**THE TASK:** Of the entries below, restate word for word only the section that runs from the line with "PR #5761, opened 2024-04-29" to the line with "PR #5762, opened 2024-04-29", counting both ends.

(Records contained in a dataset)
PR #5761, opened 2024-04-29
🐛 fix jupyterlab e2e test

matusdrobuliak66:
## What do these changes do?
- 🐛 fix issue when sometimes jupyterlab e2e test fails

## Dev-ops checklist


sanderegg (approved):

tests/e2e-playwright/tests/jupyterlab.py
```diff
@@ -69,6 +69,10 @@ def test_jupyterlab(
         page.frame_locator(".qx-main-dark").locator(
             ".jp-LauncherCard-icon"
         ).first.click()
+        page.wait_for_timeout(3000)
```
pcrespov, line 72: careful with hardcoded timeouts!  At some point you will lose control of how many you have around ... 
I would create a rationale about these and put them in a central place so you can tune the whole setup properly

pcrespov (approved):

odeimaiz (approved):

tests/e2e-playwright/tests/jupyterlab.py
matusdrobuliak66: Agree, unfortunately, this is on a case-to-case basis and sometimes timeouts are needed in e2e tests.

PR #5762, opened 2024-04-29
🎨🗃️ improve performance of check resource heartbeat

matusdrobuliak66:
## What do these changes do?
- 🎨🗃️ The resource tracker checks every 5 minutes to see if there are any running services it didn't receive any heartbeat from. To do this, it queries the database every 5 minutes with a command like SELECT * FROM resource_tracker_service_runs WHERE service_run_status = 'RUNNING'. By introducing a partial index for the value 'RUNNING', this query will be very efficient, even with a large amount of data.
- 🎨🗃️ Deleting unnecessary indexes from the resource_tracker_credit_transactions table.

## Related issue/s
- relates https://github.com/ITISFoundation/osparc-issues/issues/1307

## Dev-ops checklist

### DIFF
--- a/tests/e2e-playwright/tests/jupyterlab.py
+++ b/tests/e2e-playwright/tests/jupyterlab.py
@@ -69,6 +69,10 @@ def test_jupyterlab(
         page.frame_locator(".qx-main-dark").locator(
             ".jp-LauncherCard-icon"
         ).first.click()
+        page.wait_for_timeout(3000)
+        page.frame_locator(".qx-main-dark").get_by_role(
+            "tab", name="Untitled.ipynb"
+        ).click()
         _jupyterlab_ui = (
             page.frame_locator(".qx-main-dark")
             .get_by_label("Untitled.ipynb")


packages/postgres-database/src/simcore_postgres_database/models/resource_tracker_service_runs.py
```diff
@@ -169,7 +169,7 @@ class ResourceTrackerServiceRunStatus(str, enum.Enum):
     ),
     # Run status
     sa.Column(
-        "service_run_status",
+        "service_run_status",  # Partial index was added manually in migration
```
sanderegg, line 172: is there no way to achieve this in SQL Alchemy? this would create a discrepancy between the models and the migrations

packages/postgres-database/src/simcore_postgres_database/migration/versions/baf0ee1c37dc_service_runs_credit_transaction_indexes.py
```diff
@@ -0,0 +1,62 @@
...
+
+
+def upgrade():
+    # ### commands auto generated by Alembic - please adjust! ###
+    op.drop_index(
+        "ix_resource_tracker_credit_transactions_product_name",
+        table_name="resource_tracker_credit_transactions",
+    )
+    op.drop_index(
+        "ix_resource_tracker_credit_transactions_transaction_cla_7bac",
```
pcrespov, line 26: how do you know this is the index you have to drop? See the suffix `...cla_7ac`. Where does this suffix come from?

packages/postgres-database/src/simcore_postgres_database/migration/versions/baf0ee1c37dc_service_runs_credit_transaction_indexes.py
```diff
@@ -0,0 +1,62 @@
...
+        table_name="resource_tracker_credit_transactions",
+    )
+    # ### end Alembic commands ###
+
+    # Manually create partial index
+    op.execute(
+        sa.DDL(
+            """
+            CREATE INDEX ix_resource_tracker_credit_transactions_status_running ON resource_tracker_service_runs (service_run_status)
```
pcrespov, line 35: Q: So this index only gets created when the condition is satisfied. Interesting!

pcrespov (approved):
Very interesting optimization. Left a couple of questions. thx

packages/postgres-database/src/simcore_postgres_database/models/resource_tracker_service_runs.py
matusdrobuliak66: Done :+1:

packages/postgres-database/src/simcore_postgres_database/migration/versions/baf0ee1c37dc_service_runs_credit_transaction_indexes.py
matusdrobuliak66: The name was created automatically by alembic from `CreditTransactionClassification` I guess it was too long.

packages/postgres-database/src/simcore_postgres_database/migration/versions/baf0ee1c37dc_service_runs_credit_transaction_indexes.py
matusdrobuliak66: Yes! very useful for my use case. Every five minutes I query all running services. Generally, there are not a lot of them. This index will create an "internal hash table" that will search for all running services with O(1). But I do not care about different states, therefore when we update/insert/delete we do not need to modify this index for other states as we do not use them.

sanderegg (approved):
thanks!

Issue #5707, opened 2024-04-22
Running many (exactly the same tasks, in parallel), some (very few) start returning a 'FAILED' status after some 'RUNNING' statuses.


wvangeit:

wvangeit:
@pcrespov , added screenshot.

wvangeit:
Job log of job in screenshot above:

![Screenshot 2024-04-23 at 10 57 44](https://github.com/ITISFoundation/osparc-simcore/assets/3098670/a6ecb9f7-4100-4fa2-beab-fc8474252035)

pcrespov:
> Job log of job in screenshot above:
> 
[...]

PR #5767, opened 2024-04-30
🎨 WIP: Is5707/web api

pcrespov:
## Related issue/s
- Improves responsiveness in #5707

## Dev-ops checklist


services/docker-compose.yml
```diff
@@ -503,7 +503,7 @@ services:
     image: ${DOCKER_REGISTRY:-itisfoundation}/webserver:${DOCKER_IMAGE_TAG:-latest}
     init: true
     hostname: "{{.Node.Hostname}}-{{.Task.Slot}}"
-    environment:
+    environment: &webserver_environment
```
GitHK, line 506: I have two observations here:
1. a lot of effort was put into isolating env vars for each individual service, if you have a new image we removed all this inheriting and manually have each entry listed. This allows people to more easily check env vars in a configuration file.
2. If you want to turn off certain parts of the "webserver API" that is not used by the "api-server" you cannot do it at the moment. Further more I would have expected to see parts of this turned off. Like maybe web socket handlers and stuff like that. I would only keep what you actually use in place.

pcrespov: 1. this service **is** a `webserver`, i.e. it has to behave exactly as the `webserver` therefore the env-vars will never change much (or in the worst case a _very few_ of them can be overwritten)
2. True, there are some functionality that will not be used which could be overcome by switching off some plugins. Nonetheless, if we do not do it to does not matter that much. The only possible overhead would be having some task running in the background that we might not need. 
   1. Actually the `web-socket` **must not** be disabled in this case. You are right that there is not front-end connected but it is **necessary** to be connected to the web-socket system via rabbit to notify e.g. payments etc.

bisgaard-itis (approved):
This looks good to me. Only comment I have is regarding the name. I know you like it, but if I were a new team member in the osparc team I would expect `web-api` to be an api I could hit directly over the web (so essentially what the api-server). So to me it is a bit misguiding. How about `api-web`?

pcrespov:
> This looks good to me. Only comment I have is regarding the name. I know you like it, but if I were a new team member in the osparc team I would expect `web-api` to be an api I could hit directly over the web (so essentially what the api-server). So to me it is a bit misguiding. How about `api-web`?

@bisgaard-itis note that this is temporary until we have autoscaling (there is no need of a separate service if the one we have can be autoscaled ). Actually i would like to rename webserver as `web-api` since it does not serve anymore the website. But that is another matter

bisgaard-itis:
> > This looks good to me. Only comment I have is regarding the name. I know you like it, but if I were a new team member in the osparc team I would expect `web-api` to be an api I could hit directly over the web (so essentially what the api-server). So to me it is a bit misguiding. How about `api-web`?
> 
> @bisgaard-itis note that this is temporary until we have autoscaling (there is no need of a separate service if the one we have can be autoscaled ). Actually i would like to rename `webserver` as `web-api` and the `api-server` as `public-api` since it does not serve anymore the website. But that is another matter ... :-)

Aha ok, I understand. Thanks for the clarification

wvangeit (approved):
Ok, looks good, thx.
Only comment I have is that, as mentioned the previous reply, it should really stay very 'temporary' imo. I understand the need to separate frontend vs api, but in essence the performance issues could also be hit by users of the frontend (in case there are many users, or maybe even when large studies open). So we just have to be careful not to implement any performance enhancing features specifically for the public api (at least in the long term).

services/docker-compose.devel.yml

---

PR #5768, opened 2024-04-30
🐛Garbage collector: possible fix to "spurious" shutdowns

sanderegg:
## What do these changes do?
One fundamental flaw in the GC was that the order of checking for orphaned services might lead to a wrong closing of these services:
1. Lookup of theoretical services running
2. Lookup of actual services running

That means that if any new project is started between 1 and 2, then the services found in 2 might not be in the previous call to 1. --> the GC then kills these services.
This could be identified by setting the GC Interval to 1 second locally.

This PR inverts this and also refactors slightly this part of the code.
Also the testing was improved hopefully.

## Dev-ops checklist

--

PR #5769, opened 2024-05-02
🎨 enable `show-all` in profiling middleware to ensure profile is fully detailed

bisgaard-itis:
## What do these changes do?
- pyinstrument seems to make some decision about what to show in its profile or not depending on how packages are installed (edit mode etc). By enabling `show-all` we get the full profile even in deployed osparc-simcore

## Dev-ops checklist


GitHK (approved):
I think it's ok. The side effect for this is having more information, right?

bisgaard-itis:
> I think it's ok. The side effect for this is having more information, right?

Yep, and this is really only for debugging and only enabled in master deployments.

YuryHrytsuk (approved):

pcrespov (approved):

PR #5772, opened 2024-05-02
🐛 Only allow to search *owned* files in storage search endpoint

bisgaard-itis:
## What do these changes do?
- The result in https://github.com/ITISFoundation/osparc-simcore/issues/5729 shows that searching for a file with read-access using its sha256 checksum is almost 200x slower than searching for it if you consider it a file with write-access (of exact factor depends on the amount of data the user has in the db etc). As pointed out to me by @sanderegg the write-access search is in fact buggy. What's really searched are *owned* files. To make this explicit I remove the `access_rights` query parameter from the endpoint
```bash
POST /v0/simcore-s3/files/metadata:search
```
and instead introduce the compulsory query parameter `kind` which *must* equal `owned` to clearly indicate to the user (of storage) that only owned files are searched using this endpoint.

**ANSWER BELOW:**
PR #5761, opened 2024-04-29
🐛 fix jupyterlab e2e test

matusdrobuliak66:
## What do these changes do?
- 🐛 fix issue when sometimes jupyterlab e2e test fails

## Dev-ops checklist


sanderegg (approved):

tests/e2e-playwright/tests/jupyterlab.py
```diff
@@ -69,6 +69,10 @@ def test_jupyterlab(
         page.frame_locator(".qx-main-dark").locator(
             ".jp-LauncherCard-icon"
         ).first.click()
+        page.wait_for_timeout(3000)
```
pcrespov, line 72: careful with hardcoded timeouts!  At some point you will lose control of how many you have around ... 
I would create a rationale about these and put them in a central place so you can tune the whole setup properly

pcrespov (approved):

odeimaiz (approved):

tests/e2e-playwright/tests/jupyterlab.py
matusdrobuliak66: Agree, unfortunately, this is on a case-to-case basis and sometimes timeouts are needed in e2e tests.

PR #5762, opened 2024-04-29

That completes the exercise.